En este caso, los efectos de un proyecto tan importante, tiene una incidencia en la vida, en el quehacer de los ciudadanos que viven en un sitio cercano a una edificación que se convierte en un pequeña urbe; el cumplimiento de normas reglamentarias, si no se confronta con la naturaleza del proyecto, socava totalmente el sentido de una garantía tan importante como la participación del ciudadano. En este caso es evidente que sí se cumplieron las formalidades de consulta, pero no se alcanzaron los requisitos que aseguren una particiapción ciudadana directa, con consulta, cuestionamientos, información que debe ser dada por las autoridades locales y estatales y no por el grupo interesado en la construcción de un centro comercial de dimensiones significativas.

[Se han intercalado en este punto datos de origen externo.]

PR #63, opened 2017-04-12
Logging Tags

hoodakaushal:
Add some contextual info to logs via MDC for better tracking of workflows/tasks.

### DIFF
--- a/runtime/src/main/java/com/flipkart/flux/controller/WorkFlowExecutionController.java
+++ b/runtime/src/main/java/com/flipkart/flux/controller/WorkFlowExecutionController.java
@@ -30,6 +30,7 @@ import com.flipkart.flux.task.redriver.RedriverRegistry;
 import com.google.common.collect.Sets;
 import org.slf4j.Logger;
 import org.slf4j.LoggerFactory;
+import org.slf4j.MDC;
 
 import javax.inject.Inject;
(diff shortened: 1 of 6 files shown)


runtime/src/main/java/com/flipkart/flux/controller/WorkFlowExecutionController.java
```diff
@@ -211,7 +212,9 @@ private void executeStates(StateMachine stateMachine, Set<State> executableState
      * @param executableStates states whose all dependencies are met
      */
     private void executeStates(StateMachine stateMachine, Set<State> executableStates, Event currentEvent) {
+        MDC.put("stateMachineId", stateMachine.getId().toString());
```
shyamakirala: keep stateMachineId and taskId as string constants in commons module Constants file

task/src/main/java/com/flipkart/flux/impl/task/AkkaTask.java
```diff
@@ -60,7 +62,8 @@
     /**
      * Logger instance for this class
      */
-    private LoggingAdapter logger = Logging.getLogger(getContext().system(), this);
+    //private LoggingAdapter logger = Logging.getLogger(getContext().system(), this);
```
shyamakirala: Remove the commented out line.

Los derechos constitucionales en su contenido material, requieren una valoración que trascienda una simple encuesta, una débil campaña informativa o la clasificación del proyecto dentro de una categoría que convierte la consulta en un trámite de papel, en una formalidad que nunca puede considerarse como una participación ciudadana protagónica.
La edficiación de megacentros comerciales, exige una participación ciudadana que sea acorde con la envergadura y alcance de un proyecto tan importante. No se desconoce la relevancia de la inversión privada, pero también lo es la participación ciudadana, especialmente la de aquellos cuya rutina diaria será transformada por una edificación que tendrá un gan impacto vial, urbano y ambiental. En este asunto, la participación ciudadana se convierte en una formalidad, se convierte en un ritualismo, en la que se hace una campaña de divulgación y una consulta a través de una encuesta, pero estas acciones no puede considerarse como una participación ciudadana; bajo estos supuestos impera la pasividad absoluta para el habitante, un mecanismo que no es participativo, sino una simple información en que la consulta no es más que una notificación en la que no se asume que la opinión ciudadana tendrá alguna relevancia.

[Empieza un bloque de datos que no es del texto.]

PR #65, opened 2017-05-08
Support for workflow cancellation

shyamakirala:
On calling cancel API, all initialized tasks of the workflow and workflow status would be marked as cancelled.

If any event occurs if a workflow is cancelled state, the event would be discarded.

### DIFF
--- a/runtime/src/main/java/com/flipkart/flux/resource/StateMachineResource.java
+++ b/runtime/src/main/java/com/flipkart/flux/resource/StateMachineResource.java
@@ -148,7 +148,7 @@ public class StateMachineResource {
 
         // 1. Convert to StateMachine (domain object) and save in DB
         StateMachine stateMachine = stateMachinePersistenceService.createStateMachine(stateMachineDefinition);
-        MDC.put(STATE_MACHINE_ID, stateMachine.getId().toString());
+        MDC.clear(); MDC.put(STATE_MACHINE_ID, stateMachine.getId().toString());
         logger.info("Created state machine with Id: {} and correlation Id: {}", stateMachine.getId(), stateMachine.getCorrelationId());
 
         // 2. initialize and start State Machine
@@ -172,7 +172,7 @@ public class StateMachineResource {
                                 @QueryParam("triggerTime") Long triggerTime,
                                 EventData eventData
     ) throws Exception {
-        MDC.put(STATE_MACHINE_ID, machineId);
+        MDC.clear(); MDC.put(STATE_MACHINE_ID, machineId);
 
         if(triggerTime == null) {
             logger.info("Received event: {} for state machine: {}", eventData.getName(), machineId);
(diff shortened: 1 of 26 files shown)


runtime/src/main/java/com/flipkart/flux/resource/StateMachineResource.java
```diff
@@ -148,7 +147,7 @@ protected StateMachine createAndInitStateMachine(StateMachineDefinition stateMac
 
         // 1. Convert to StateMachine (domain object) and save in DB
         StateMachine stateMachine = stateMachinePersistenceService.createStateMachine(stateMachineDefinition);
-        MDC.put(STATE_MACHINE_ID, stateMachine.getId().toString());
+        MDC.clear(); MDC.put(STATE_MACHINE_ID, stateMachine.getId().toString());
```
amitkumar94: formatting .. should be two separate lines

runtime/src/main/java/com/flipkart/flux/resource/StateMachineResource.java
```diff
@@ -203,7 +202,7 @@ public Response submitEvent(@PathParam("machineId") String machineId,
     ) throws Exception {
         EventData eventData = eventAndExecutionData.getEventData();
         ExecutionUpdateData executionUpdateData = eventAndExecutionData.getExecutionUpdateData();
-        MDC.put(STATE_MACHINE_ID, machineId);
+        MDC.clear(); MDC.put(STATE_MACHINE_ID, machineId);
```
amitkumar94: same as above comment

task/src/main/java/com/flipkart/flux/impl/redriver/RedriverRegistryImpl.java
```diff
@@ -102,7 +102,7 @@ public void registerTask(Long taskId, long redriveDelay) {
 	 * @see RedriverRegistry#deRegisterTask(java.lang.Long)
 	 */
 	public void deRegisterTask(Long taskId) {
-		MDC.put(TASK_ID,taskId.toString());
+		MDC.clear(); MDC.put(TASK_ID,taskId.toString());
```
amitkumar94: same formatting issue

task/src/main/java/com/flipkart/flux/impl/redriver/RedriverRegistryImpl.java
```diff
@@ -112,7 +112,7 @@ public void deRegisterTask(Long taskId) {
 	 * @see RedriverRegistry#redriveTask(java.lang.Long)
 	 */
 	public void redriveTask(Long taskId) {
-		MDC.put(TASK_ID, taskId.toString());
+		MDC.clear(); MDC.put(TASK_ID, taskId.toString());
```
amitkumar94: same

PR #72, opened 2017-12-12
Async Redrive Call changes

amitkumar94:


scheduler/src/main/java/com/flipkart/flux/redriver/service/RedriverService.java
```diff
@@ -103,11 +103,26 @@ private void redrive() {
...
-                } catch (Exception ex) {}
+                    messageRedrived.add(asyncRedriveService.submit(() -> {
+                        redriverRegistry.redriveTask(e.getTaskId());
+                    }));
+                } catch (Exception ex) {
+                }
             });
+            boolean allCompleted = false;
+            while (!allCompleted) {
+                allCompleted = true;
```
shyamakirala: I think it's good to have a small sleep here, else this loop will do many iterations unnecessarily during http call duration.

PR #75, opened 2017-12-29
Configurable Event Proxy Changes for Migration

amitkumar94:


client/pom.xml
```diff
@@ -7,7 +7,7 @@
     <parent>
         <groupId>com.flipkart</groupId>
         <artifactId>flux</artifactId>
-        <version>1.1.4-SNAPSHOT</version>
+        <version>1.2.0-SNAPSHOT</version>
```
shyamakirala: Not part of this one, but delete the earlier 1.2.0-SNAPSHOT git tag, create again as the old code results in compilation errors

runtime/src/main/resources/packaged/configuration.yml
```diff
@@ -79,5 +80,9 @@ eventScheduler:
     batchSize: 50
     intervalms: 10000
 
+eventProxyForMigration:
+  enabled: "yes"
+  endpoint: "http://10.85.42.144"
```
shyamakirala: avoid committing IPs

amitkumar94: was needed for the new tests to pass, will remove now.

client/pom.xml
amitkumar94: still not merging in master, will create new tag from master, with correct version details.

Con el agravante, que toda la consulta depende de los gestores del proyecto constructivo, en cuyo caso, no existe ningún elemento de juicio que garantice una perspectiva independiente sobre los efectos y relevancia del proyecto. Como en otros casos, si es por denominaciones, pues se puede admitir que ha existido participación ciudadana, pero sólo es una formalidad que no alcanza lo que sería, dada la naturaleza del proyecto constructivo, una participación ciudadana constitucionalmente satisfactoria. La consulta a los habitantes es algo más que una divulgación o una encuesta de opinión. En este caso, se cumplió la formalidad, pero siguen abiertos los interrogantes sobre lo que debe ser una auténtica participación de los habitantes.